Разве это божество принадлежит им, как отцам — их кровь, их душа, их дочь! Их дочь! Этим все сказано!
Если женщина предает одного ради другого, все громко кричат: "Это преступление!" Но она сначала предала отца ради возлюбленного, и все считают это в порядке вещей.
И я не говорю пока о том, что еще ужаснее.
Ведь наши отцовские страдания и наша заброшенность непоправимы; любовники же, теряя любовь, сохраняют свое настоящее и будущее.
Отцы! Отцы прощаются с будущим, с настоящим, с прошлым — со всем.
Любовники молоды — отцы стары.
У них первая страсть, у нас — наше последнее чувство.
Обманутый муж, брошенный возлюбленный найдут тысячи других любовниц, двадцать других увлечений заставят их забыть свою первую любовь.
А где отец возьмет другую дочь?
Пусть все изнуренные любовью молодые люди осмелятся теперь сравнить свое отчаяние с нашим!
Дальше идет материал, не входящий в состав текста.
Issue #2397, opened 2026-03-03
Missing Type Hints in Data Modules


ajinkyap9:
## Description

Several data modules contain lists, dictionaries, and tuples without proper type annotations. Adding type hints improves code maintainability and enables better IDE support and static analysis with mypy.

## Affected Files

1. artemis/sql_injection_data.py
2. artemis/modules/data/common_sql_credentials.py
3. artemis/modules/data/api_scanner_data.py
4. artemis/modules/admin_panel_login_bruter.py

## Actual Output

```python
# artemis/sql_injection_data.py
INTERESTING_PATHS = [
    "/",
    "/api",
    "/admin",
]

ERROR_PATTERNS = {
    "mysql": ["SQL syntax", "mysql_fetch"],
    "postgresql": ["PostgreSQL", "pg_query"],
}
```

```python
# artemis/modules/data/common_sql_credentials.py
COMMON_SQL_CREDENTIALS = [
    ("root", "root"),
    ("admin", "admin"),
    ("sa", ""),
]
```

## Expected Output

```python
# artemis/sql_injection_data.py
from typing import List, Dict

INTERESTING_PATHS: List[str] = [
    "/",
    "/api",
    "/admin",
]

ERROR_PATTERNS: Dict[str, List[str]] = {
    "mysql": ["SQL syntax", "mysql_fetch"],
    "postgresql": ["PostgreSQL", "pg_query"],
}
```

```python
# artemis/modules/data/common_sql_credentials.py
from typing import List, Tuple

COMMON_SQL_CREDENTIALS: List[Tuple[str, str]] = [
    ("root", "root"),
    ("admin", "admin"),
    ("sa", ""),
]
```

## Steps to Fix

1. Open artemis/sql_injection_data.py
2. Add import: from typing import List, Dict
3. Add type hints to all module-level variables
4. Repeat for other affected files
5. Run mypy to verify: mypy artemis/sql_injection_data.py
6. Run tests: ./scripts/test

PR #2399, opened 2026-03-03
feat: add type hints to data modules for better maintainability

ajinkyap9:
## Description

Added type hints to data modules to improve code maintainability and enable better IDE support and static analysis with mypy.
Fixed- #2397 

## Changes

- artemis/sql_injection_data.py: Added List[str] and Dict[str, str] type hints
- artemis/modules/data/common_sql_credentials.py: Added List[Tuple[str, str]] type hint
- artemis/modules/data/api_scanner_data.py: Added List[str] and Dict[str, str] type hints

## Type of Change

- Code quality improvement

### DIFF
--- a/artemis/modules/data/api_scanner_data.py
+++ b/artemis/modules/data/api_scanner_data.py
@@ -1,10 +1,11 @@
 from os.path import dirname
+from typing import Dict, List
 
 with open(f"{dirname(__file__)}/swagger.txt", "r") as f:
-    COMMON_SPEC_PATHS = f.read().splitlines()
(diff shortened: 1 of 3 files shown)


artemis/modules/data/api_scanner_data.py
```diff
@@ -1,10 +1,11 @@
 from os.path import dirname
+from typing import Dict, List
```
kadewu, line 2: No reason to import typing anymore.
Just use build-in `list` , `dict` etc.

kadewu: And it applies of course to whole PR.

PR #2401, opened 2026-03-03
Reduce FP in dangling cname module

kadewu:


artemis/config.py
```diff
@@ -367,6 +367,20 @@ class DanglingDnsDetector:
             DANGLING_DNS_DELAY_STEP: Annotated[int, "Number of seconds for incremental step for retries."] = get_config(
                 "DANGLING_DNS_DELAY_STEP", default=600, cast=int
             )
+            DANGLING_DNS_KNOWN_DNS_ZONE_RECORDS_TO_SKIP: Annotated[
```
kazet, line 370: why do we have two settings about dangling skipping, isn't one sufficient?

artemis/modules/dangling_dns_detector.py
```diff
@@ -186,6 +188,10 @@ def _is_cname_dangling(self, record: Rdata, parent_domain: str) -> bool | None:
 
         cname_target_types = [rdatatype.A, rdatatype.AAAA, rdatatype.TXT]
         cname_target = record.target.to_text()  # type: ignore[attr-defined]
+        cname_target_zone = get_main_domain(cname_target)
+
+        if cname_target_zone in Config.Modules.DanglingDnsDetector.DANGLING_DNS_KNOWN_DNS_ZONE_RECORDS_TO_SKIP:
```
kazet, line 193: isn't it better to check whether it's registered? if cname_target_zone == 'wp.pl' it's still not claimable1

kadewu: Just checking if zone is registered is not sufficient.
E.g. something.github.io; github.io is registered, but provided example is claimable.

The list is purely for the zones that there is not way of claiming subdomains, but are someway used as cname targets (e.g: sipdir.online.lync.com -> I will add additional comment with that example)

kazet (approved):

Где любовник убивает, отец приносит в жертву себя; любовь молодых людей — это проявление гордыни, наша — преданности; они любят своих жен и любовниц ради себя.
Мы же любим наших дочерей ради них.
Наша любовь — это последняя жертва, самая жестокая; даже если она смертельна, неважно, принесем ее; никакое себялюбие не грязнит самое бескорыстное, самое милосердное, самое чудесное, что есть у людей, — отцовскую любовь.
Устремимся еще сильнее к дочери, которая отдаляется от нас; будем относиться к ней тем лучше, чем она равнодушнее относится к нам; будем любить того, кого она любит; отдадим ее тому, кто собирается ее отнять.
Будем печальны, но пусть она будет свободной.
А Бог, не делает ли он так же? Бог, который любит тех, кто его не любит, Бог, который не что иное, как большое отцовское сердце.
Итак, месяца через три Амори женится на Мадлен, если…
О Боже, я не осмеливаюсь об этом писать больше!.."
И в самом деле, перо выпало из пальцев г-на д’Авриньи, он глубоко вздохнул и уронил голову на руки.